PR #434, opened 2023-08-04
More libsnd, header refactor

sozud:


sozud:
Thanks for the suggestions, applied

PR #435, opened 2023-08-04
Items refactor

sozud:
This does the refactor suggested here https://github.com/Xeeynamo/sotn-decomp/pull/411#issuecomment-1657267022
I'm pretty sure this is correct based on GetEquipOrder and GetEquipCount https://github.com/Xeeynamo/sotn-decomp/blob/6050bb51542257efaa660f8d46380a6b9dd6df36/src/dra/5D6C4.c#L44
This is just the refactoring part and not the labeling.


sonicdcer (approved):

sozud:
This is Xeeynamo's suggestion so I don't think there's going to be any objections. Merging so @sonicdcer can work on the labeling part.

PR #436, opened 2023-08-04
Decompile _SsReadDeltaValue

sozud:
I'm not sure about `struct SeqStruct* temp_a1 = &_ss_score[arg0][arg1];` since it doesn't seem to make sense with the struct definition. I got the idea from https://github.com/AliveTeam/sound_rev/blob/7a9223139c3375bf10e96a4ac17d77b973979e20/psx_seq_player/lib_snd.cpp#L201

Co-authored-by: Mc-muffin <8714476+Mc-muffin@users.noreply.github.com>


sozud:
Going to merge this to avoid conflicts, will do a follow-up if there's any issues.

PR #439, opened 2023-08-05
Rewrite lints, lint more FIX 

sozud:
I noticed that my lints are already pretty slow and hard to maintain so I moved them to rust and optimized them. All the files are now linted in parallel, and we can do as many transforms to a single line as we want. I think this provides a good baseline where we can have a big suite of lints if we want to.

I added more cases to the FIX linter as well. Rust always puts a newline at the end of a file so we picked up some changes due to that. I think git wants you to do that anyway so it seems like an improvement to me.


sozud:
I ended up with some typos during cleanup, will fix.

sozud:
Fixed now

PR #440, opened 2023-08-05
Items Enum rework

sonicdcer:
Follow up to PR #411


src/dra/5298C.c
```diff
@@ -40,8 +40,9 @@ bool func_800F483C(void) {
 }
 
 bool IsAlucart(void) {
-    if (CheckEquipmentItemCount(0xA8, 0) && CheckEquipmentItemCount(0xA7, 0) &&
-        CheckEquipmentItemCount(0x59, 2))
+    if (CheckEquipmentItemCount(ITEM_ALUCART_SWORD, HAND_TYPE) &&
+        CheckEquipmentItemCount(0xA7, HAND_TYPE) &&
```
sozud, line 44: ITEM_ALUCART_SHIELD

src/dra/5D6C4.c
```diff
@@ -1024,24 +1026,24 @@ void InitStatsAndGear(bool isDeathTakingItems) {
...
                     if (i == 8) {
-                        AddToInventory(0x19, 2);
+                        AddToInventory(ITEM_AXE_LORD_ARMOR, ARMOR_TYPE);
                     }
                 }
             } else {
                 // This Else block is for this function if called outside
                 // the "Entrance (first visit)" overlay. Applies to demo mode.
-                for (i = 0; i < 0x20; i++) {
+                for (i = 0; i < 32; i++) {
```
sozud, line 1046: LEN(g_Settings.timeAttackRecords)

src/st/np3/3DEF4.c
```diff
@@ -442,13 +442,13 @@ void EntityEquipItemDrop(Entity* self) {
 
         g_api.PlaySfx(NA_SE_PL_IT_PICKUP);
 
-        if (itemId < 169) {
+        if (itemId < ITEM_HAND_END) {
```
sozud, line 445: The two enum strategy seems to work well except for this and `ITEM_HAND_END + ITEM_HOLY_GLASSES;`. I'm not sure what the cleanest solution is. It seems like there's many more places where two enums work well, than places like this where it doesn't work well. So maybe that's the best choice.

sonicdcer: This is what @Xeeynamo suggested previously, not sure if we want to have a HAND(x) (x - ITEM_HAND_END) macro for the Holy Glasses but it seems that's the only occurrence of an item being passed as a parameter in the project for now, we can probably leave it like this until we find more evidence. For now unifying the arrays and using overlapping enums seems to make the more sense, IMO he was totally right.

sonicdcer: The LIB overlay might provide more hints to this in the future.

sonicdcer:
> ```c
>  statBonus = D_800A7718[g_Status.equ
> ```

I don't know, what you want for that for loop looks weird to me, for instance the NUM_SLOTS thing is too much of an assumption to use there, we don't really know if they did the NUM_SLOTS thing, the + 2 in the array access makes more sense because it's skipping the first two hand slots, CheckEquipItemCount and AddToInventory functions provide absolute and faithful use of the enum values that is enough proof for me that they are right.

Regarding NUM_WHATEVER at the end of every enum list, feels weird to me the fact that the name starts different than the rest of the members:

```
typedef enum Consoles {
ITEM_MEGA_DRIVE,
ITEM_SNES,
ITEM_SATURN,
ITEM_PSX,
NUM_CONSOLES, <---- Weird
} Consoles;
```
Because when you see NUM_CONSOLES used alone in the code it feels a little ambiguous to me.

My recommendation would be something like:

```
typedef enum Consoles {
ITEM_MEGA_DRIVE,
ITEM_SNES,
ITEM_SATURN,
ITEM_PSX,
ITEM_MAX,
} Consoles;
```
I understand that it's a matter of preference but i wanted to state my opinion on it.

- - - - -

**Work instructions:** Take the lines from the top of the data through the one that contains "This does the" and copy them exactly, leaving out every line after it.

**Output for this exercise:**
PR #434, opened 2023-08-04
More libsnd, header refactor

sozud:


sozud:
Thanks for the suggestions, applied

PR #435, opened 2023-08-04
Items refactor

sozud:
This does the refactor suggested here https://github.com/Xeeynamo/sotn-decomp/pull/411#issuecomment-1657267022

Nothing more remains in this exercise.